Factory classes [closed]

Personally I've never understood the idea of factory classes because it seems a whole lot more useful to just instantiate an Object directly. My question is simple, in what situation is the use of a factory class pattern the best option, for what reason, and what does a good factory class look like?


Here is a real live factory from my code base. It's used to generated a sampler class that knows how to sample data from some dataset (it's originally in C#, so excuse any java faux-pas)

class SamplerFactory
{
  private static Hashtable<SamplingType, ISampler> samplers;

  static
  {
    samplers = new Hashtable<SamplingType, ISampler>();
    samplers.put(SamplingType.Scalar, new ScalarSampler());
    samplers.put(SamplingType.Vector, new VectorSampler());
    samplers.put(SamplingType.Array, new ArraySampler());
  }

  public static ISampler GetSampler(SamplingType samplingType)
  {
    if (!samplers.containsKey(samplingType))
      throw new IllegalArgumentException("Invalid sampling type or sampler not initialized");
    return samplers.get(samplingType);
  }
}

and here is an example usage:

ISampler sampler = SamplerFactory.GetSampler(SamplingType.Array);
dataSet = sampler.Sample(dataSet);

As you see, it's not much code, and it might even be shorter and faster just to do

ArraySampler sampler = new ArraySampler();
dataSet = sampler.Sample(dataSet);

than to use the factory. So why do I even bother? Well, there are two basic reasons, that build on each other:

  1. First, it is the simplicity and maintainability of the code. Let's say that in the calling code, the enum is provided as a parameter. I.e. if I had a method that need to process the data, including sampling, I can write:

    void ProcessData(Object dataSet, SamplingType sampling)
    {
      //do something with data
      ISampler sampler = SamplerFactory.GetSampler(sampling);
      dataSet= sampler.Sample(dataSet);
      //do something other with data
    }
    

    instead of a more cumbersome construct, like this:

    void ProcessData(Object dataSet, SamplingType sampling)
    {
      //do something with data
      ISampler sampler;
      switch (sampling) {
        case SamplingType.Scalar:  
          sampler= new ScalarSampler();
          break;
        case SamplingType.Vector:  
          sampler= new VectorSampler();
          break;
        case SamplingType.Array:
          sampler= new ArraySampler();
          break;
        default:
          throw new IllegalArgumentException("Invalid sampling type");
      }
      dataSet= sampler.Sample(dataSet);
      //do something other with data
    }
    

    Note that this monstrosity should be written each and every time I need me some sampling. And you can imagine how fun it will be to change if, let's say, I added a parameter to ScalarSampler constructor, or added a new SamplingType. And this factory has only three options now, imagine a factory with 20 implementations.

  2. Second, it's the decoupling of the code.

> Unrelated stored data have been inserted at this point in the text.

PR #1224, opened 2026-04-01
Add non-record AR GPTQ XSA ROTQ Hadamard submission

vermissa0ss:
## Summary

  Adds a non-record submission folder for a rotation-aware GPTQ variant on top of the public AR self-generated GPTQ +
  XSA-all + BigramHash stack.

  Folder added:
  - `records/track_non_record_16mb/2026-04-01_ar_gptq_xsa_rotq_hadamard/`

  ## What this submission is

  This is a **non-record** submission.

  It uses the same evaluation metric and artifact accounting as the main leaderboard, but it is **not** a main-track
  record claim because the key run was trained on **1xH100 for 4800 seconds**, not reproduced under the official
  **8xH100 SXM / 600 second** budget.

  ## Main idea

  The new ingredient is modular rotation-aware GPTQ:
  - choose a compact right-rotation for selected large MLP matrices before GPTQ
  - quantize in the rotated basis
  - invert the rotation after dequantization during roundtrip evaluation

  The best result here used per-layer Hadamard right-rotations on `mlp_up` and `mlp_down` with block-size search over
  `{128, 256, 512}`.

  ## Results

  Best result in this folder:
  - exact sliding `val_bpb`: `1.11290586`
  - exact sliding `val_loss`: `1.87908996`
  - total artifact bytes: `15,826,148`
  - hardware / duration: `1xH100`, `4800s`, seed `314`

  Export-only ablations on the same checkpoint:
  - base export: `1.11296252`
  - `mlp_down` Hadamard `256`: `1.11291713`
  - `mlp_down` per-layer Hadamard: `1.11290938`
  - `mlp_up + mlp_down` per-layer Hadamard: `1.11290586`

  So the best rotation-aware export improves the same-checkpoint export path by `-0.00005666` BPB while staying under
  the 16MB cap.

  ## Notes

  - README is explicit that this is a non-record submission.
  - Included logs are recovered copies of the exact auto-generated pod log content because the pod stopped before raw
  log sync completed.
  - This PR only adds the new records folder.


cocohearts:
nice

When I use a factory, the calling code does not know or need to know that a class called ArraySampler even exists. The class could even be resolved at run-time, and the call site would be none the wiser. So, consequently, I am free to change the ArraySampler class as much as I want, including, but not limited to, deleting the class outright, if, e.g. I decide that the ScalarSampler should be used for array data as well. I would just need to change the line

    samplers.put(SamplingType.Array, new ArraySampler());
    

    to

    samplers.put(SamplingType.Array, new ScalarSampler());
    

    and it would work magically. I do not have to change a single line of code in the calling classes, which could number in the hundreds. Effectively, the factory makes me in control of what and how the sampling occurs, and any sampling changes are efficiently encapsulated within a single factory class that is interfaced with the rest of the system.

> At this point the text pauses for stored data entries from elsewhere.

PR #1255, opened 2026-04-02
Non-record Submission: Text Diffusion + Retrodiction + TTT + Depth Recurrence

akaiHuang:
## Summary
This PR adds a non-record 16MB submission under records/track_non_record_16mb/2026-04-02_Meadow_TextDiffusion_Retrodiction_TTT_DepthRecurrence.

Techniques included:
- Text Diffusion (CDM) with Sequential Unmasking eval
- AR Retrodiction
- Test-Time Training (full-model AdamW)
- Depth recurrence experiments
- Custom v4096 tokenizer

## Files
- README.md
- submission.json
- train_gpt.py
- train_cdm.py
- eval_sequential_unmasking.py
- eval_ttt.py
- bpe_v4096.model
- train.log

This is intended for the non-record track.


MatoTeziTanka:
### Community Review — Non-record Submission: Text Diffusion + Retrodiction + TTT + Depth Recurrence

```
```

---

akaiHuang:
Thanks for the smoke-test details and for catching this before the official audit.

The four files that triggered the import error (`eval_cf_dualbrain.py`, `eval_ttt.py`, `eval_sequential_unmasking.py`, `leakage_test.py`) are Apple-Silicon-only pre-flight artifacts referenced in §3.3 / §3.4 / §3.6 of the README. They are not part of the H100 production training or evaluation path (which is `train_cdm.py` + `eval_cf_ablation.py`), but they live in the same PR folder so your folder-level smoke test correctly hit them.

**Fix pushed in commit `a4286a4`:** each file now wraps its `import mlx` in a `try / except ImportError` block, installs a minimal stub class on failure (so module-level definitions like `class Foo(nn.Module):` and `COMPUTE_DTYPE = mx.bfloat16` still parse), and sets `_HAS_MLX = False`. `leakage_test.py` additionally moves its module-level test logic into a `_main()` function gated by `if __name__ == \"__main__\":` so that importing the file is a no-op.

**Locally verified:**
- `py_compile` passes on all four files under Python 3.10 syntax.
- Import succeeds on a real Apple Silicon machine with MLX installed (`_HAS_MLX=True`, original behaviour preserved).
- Import succeeds on a simulated mlx-blocked environment via a custom \`__import__\` override (`_HAS_MLX=False`, stub path).

No README, no scoring path, no numbers change. Please re-run the audit at your convenience — happy to help debug if anything else trips.

MatoTeziTanka:
Re-audited at head SHA `a4286a4`.

**Fix confirmed.** The four MLX-dependent files (`eval_cf_dualbrain.py`, `eval_ttt.py`, `eval_sequential_unmasking.py`, `leakage_test.py`) all now wrap `import mlx` in `try/except ImportError` with `_HAS_MLX = False` fallback and minimal stub classes. `leakage_test.py` moves its module-level logic into a `_main()` gated by `if __name__ == "__main__"`. All files compile clean under Python 3.10.

As you noted, these are Apple Silicon pre-flight artifacts — not part of the H100 scored eval path (`train_cdm.py` + `eval_cf_ablation.py`). The fix is the right approach: guarded import so folder-level smoke tests don't false-positive while preserving full functionality on actual Apple Silicon machines.

The `train_gpt.py` (H100 path) compiles clean. I'll queue the full compliance audit on the active eval path for the next sweep.

---
*Re-audit by [@MatoTeziTanka](https://github.com/MatoTeziTanka). Verified MLX import guards in all 4 files, py_compile OK under Python 3.10.*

The idea here is separation of concerns: If the code that uses the object also has enough information to instantiate it, you don't need a factory. However, if there is some logic or configuration involved that you don't want to have the API user to think about (or mess with), you can hide all that (and encapsulate it for reuse) in a factory.

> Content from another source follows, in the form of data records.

PR #1240, opened 2026-04-02
Non-record: Does SLOT violate causal dependence? (empirical test + question)

andrewbaggio1:
## What this is

I wrote a script with a coding agent that tests whether SLOT violates causal
dependence. I think the answer is yes.

## My Test

- Take a window of tokens, run SLOT, and record the NLL at each scored position.
- Flip a single target token somewhere in the window and re-run SLOT.
- If the NLL changes at other positions, those predictions depended on the token
  we flipped.

Without SLOT, changing a target has no effect on other positions because the
model is causal. With SLOT, every single scored position is affected, and I
found a 100% violation rate across 240 tested pairs.

I also checked self-prediction: is P(x_{t+1}) better when x_{t+1} is actually
in the optimization targets vs when it's swapped for a random token? Yes, by
+0.24 nats (shared delta) and +0.73 nats (per-sample + logit bias).

I'm flagging my own submission (PR #1209).

I looked at PR #1229, which pushes SLOT to its logical extreme: per-sample
delta, per-sample logit bias, and scored-position masking. It gets 0.9300 BPB,
which is the best on the non-verified leaderboard and 0.19 below merged SOTA.
In defense of it, the mechanism is the same as shared-delta SLOT, just with
more parameters to memorize the evaluation targets.

## Counterargument

@AnubhavBharadwaaj correctly points out that in stride=64 sliding window,
1984/2048 tokens are already-scored context. So ~97% of the gradient comes
from known tokens. I think this is fair because the leakage in shared-delta
SLOT is small. But it's not zero, and "a little bit of future information"
is still future information.

## Reproducing

```bash
# No GPU needed. ~30 seconds on CPU.
python prove_slot_causal_violation.py
```

## Request for a decision

@0hq @valerio-oai SLOT has been debated across PRs #1084, #1128, #1172,
#1176, #1209 without a ruling. I'd really appreciate you weighing in!

Full writeup in the README generated by Claude Code.

PR #1186, opened 2026-03-31
Non-record: Negative Results — Architecture, TTT Variants, Quantization, and N-gram Cache Illegality

andrewbaggio1:
## Summary

~15 experiments that didn't work or were marginal on the LeakyReLU(0.5)² stack (PR #518 architecture). Documenting these so others don't repeat them.

**Architecture:**
- Depth recurrence (Huginn-style): +0.20 BPB — compute overhead dominates
- TrigramHash: +0.045 BPB — quantization destroys small weights
- MLP 3.25x: marginal gain but artifact exceeds 16MB
- XSA-all (11 layers): neutral at MLP 3.0

**TTT variants:**
- SGD+momentum: +0.065 BPB worse than AdamW — adaptive LR matters
- MLP-only TTT: +0.237 BPB — needs meta-learning to work
- TTT LR floor 0.05: +0.015 BPB — cosine should decay to 0
- 20 vs 30 epochs: 10 extra epochs worth ~0.03 BPB

**Quantization:**
- int5 post-training swap: catastrophic — must train with int5 QAT
- 1xH100 training: not viable proxy for 8xH100 (8x fewer optimizer steps)

**N-gram cache:**
- Hashed n-gram caches are fundamentally broken, not just illegal. Hash collisions inflate all token probabilities — "improvement" tracks collision density, not prediction quality. Confirmed by abaybektursun's PR #886 analysis.

## Key takeaway

At 16MB, architecture is converged. Eval-time AdamW TTT with cosine LR is the remaining legal lever. Everything else is noise.

## Test plan

- [x] All experiments ran to completion
- [x] BPB numbers verified from logs
- [x] Illegal approaches clearly labeled
- [x] Documentation only — no artifacts or code

🤖 Generated with [Claude Code](https://claude.com/claude-code)

PR #1184, opened 2026-03-31
Record: Scylla + Full GPTQ + XSA-all + FA3 — val_bpb 0.9485 (3-seed mean)

icryo:
## Summary
- **val_bpb: 0.9485** (3-seed mean, std 0.0008)
- **~15.6 MB** artifact, 8×H100 SXM, 88ms/step, ~6700 steps
- Combines Scylla tokenizer (PR #1143) with PR #1060 training stack
- **Beats current #1 (PR #1143, 1.0806) by 0.132 BPB (12.2%)**

## 3-Seed Results

| Seed | Sliding BPB (s64) |
|------|--------------------|
| 1337 | 0.9491 |
| 42 | **0.9476** |
| 2025 | 0.9489 |
| **Mean ± Std** | **0.9485 ± 0.0008** |

## Key Innovation
Scylla tokenizer (998 tokens, @simon-marcus PR #1143) + modern training stack:
- Full Hessian GPTQ (Cholesky error compensation)
- XSA on all 11 layers
- Coprime-stride multi-shard loader (194 shards)
- FlashAttention 3 (Hopper native)
- No TTT needed (neutral on this stack)

PR #1143 used the old SOTA base. This submission applies the modern stack to the same tokenizer, yielding 12% better BPB.

## Test plan
- [x] 3-seed verification on 8×H100 SXM (mean 0.9485, std 0.0008)
- [x] All artifacts under 16,000,000 bytes
- [x] All training under 600s
- [x] No TTT
- [x] Tokenizer byte accounting via validated metadata (candidate.meta.npz)

## Credits
- Scylla tokenizer: @simon-marcus (PR #1143)
- Training stack: @resouer (PR #1060), @abaybektursun (PR #549)

PR #511, opened 2026-03-23
Non Record: Add PPM heuristic for test time learning 

AnirudhRahul:
## Summary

Here is an example: You want to access one of the services provided by Google App Engine. The same code should work at both the development environment (of which there are two versions, master-slave and high-availabilty) and the completely different local development environment. Google does not want to tell you about the inner workings of their internal infrastructure, and you don't really want to know. So what they do is provide interfaces and factories (and several implementations of those interfaces for the factories to choose from that you don't even need to know about).